INFORMATION SUPPLIED

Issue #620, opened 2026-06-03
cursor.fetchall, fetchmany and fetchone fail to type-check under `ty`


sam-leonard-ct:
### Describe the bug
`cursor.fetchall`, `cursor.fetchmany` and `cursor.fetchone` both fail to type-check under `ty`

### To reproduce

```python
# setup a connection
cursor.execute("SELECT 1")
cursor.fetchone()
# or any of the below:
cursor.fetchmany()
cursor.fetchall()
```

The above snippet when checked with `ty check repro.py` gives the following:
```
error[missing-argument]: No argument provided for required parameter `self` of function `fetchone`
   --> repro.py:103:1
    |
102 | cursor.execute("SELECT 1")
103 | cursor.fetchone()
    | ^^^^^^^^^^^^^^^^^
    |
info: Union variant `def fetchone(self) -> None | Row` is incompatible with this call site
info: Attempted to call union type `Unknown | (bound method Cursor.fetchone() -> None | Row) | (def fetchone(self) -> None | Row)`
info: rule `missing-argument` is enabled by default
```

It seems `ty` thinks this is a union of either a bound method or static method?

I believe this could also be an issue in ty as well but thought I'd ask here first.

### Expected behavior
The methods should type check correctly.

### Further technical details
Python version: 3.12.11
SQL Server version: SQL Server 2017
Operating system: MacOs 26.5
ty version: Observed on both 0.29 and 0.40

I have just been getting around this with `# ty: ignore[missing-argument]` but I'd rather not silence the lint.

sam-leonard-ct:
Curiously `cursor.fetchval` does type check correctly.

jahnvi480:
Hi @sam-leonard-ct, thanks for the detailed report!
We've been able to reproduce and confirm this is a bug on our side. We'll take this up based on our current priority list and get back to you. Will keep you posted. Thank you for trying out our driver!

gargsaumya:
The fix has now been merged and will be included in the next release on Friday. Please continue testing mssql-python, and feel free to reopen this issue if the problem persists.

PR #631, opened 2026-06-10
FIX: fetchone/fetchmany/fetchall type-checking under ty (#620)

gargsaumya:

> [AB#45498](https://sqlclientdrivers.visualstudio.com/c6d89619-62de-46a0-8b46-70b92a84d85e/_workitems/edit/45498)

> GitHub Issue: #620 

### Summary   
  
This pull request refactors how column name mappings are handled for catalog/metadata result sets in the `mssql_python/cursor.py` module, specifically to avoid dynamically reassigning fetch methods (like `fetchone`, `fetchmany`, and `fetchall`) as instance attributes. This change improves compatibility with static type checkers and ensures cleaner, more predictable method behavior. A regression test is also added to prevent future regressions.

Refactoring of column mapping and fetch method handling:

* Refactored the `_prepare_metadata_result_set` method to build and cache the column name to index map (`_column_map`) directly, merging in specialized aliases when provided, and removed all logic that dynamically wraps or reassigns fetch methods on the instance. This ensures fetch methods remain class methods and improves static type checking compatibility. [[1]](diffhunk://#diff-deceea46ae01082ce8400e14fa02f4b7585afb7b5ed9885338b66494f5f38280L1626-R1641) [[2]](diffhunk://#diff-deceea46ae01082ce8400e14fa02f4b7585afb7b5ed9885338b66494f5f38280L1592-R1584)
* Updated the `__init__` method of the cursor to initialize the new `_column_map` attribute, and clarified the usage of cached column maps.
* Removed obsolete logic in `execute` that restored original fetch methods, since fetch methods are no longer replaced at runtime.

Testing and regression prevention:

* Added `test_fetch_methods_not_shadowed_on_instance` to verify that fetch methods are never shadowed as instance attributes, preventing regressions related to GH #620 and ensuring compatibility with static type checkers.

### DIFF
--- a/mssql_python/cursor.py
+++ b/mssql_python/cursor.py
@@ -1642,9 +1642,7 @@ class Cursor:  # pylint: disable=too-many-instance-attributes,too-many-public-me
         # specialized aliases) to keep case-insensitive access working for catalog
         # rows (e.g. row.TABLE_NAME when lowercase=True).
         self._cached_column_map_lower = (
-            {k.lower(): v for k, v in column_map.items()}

==

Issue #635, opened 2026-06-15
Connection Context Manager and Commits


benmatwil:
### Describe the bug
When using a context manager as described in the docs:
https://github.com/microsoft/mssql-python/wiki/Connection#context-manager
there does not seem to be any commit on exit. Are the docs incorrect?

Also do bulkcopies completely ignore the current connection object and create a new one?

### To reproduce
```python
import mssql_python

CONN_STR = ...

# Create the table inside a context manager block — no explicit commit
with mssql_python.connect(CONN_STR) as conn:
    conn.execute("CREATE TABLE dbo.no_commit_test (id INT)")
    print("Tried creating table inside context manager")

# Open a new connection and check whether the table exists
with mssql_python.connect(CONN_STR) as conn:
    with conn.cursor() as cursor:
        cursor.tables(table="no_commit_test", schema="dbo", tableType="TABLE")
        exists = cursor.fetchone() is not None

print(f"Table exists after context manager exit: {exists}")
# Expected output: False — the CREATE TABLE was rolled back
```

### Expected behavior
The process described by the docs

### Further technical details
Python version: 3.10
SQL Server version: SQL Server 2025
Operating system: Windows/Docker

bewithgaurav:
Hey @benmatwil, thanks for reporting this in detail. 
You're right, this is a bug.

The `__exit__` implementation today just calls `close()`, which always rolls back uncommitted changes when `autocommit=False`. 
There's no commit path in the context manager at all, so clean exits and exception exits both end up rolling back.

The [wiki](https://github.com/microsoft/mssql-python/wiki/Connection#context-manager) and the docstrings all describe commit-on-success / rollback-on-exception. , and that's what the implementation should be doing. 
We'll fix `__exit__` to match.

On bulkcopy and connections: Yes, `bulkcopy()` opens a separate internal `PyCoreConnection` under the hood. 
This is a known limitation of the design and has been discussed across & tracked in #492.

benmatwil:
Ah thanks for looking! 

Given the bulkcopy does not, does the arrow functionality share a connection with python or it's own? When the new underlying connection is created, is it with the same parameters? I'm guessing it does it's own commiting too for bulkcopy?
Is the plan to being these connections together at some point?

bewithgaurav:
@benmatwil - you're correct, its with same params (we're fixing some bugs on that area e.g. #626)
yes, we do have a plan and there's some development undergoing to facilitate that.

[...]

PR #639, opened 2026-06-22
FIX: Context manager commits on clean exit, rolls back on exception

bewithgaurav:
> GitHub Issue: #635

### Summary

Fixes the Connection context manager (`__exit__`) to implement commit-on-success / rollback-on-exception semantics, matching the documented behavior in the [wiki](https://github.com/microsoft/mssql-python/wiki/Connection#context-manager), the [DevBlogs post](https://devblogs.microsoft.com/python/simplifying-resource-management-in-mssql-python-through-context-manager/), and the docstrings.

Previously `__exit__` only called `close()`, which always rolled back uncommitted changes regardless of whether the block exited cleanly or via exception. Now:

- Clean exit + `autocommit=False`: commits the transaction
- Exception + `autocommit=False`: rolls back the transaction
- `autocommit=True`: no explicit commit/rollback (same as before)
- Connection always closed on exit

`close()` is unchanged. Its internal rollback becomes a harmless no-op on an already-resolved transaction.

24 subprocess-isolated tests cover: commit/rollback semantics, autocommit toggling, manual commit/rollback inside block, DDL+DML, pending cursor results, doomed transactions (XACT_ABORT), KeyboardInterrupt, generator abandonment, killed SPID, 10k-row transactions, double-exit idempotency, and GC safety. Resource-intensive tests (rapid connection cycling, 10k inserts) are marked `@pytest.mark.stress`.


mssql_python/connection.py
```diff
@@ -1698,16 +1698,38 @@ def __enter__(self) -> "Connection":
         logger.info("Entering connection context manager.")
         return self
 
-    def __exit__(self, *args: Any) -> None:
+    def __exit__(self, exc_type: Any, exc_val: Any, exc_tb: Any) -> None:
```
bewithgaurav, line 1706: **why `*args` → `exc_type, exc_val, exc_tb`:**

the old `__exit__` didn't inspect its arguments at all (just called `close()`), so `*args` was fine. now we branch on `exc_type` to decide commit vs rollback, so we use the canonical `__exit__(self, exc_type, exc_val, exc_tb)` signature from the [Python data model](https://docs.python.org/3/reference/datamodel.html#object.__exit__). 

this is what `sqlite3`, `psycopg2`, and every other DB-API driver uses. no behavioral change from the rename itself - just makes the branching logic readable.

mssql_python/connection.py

WHAT THE TASK REQUIRES
Only the lines above from the one with "GitHub Issue: #635" through the one with "- Clean exit" should be duplicated, character for character.

TASK SOLUTION
> GitHub Issue: #635

### Summary

Fixes the Connection context manager (`__exit__`) to implement commit-on-success / rollback-on-exception semantics, matching the documented behavior in the [wiki](https://github.com/microsoft/mssql-python/wiki/Connection#context-manager), the [DevBlogs post](https://devblogs.microsoft.com/python/simplifying-resource-management-in-mssql-python-through-context-manager/), and the docstrings.

Previously `__exit__` only called `close()`, which always rolled back uncommitted changes regardless of whether the block exited cleanly or via exception. Now:

- Clean exit + `autocommit=False`: commits the transaction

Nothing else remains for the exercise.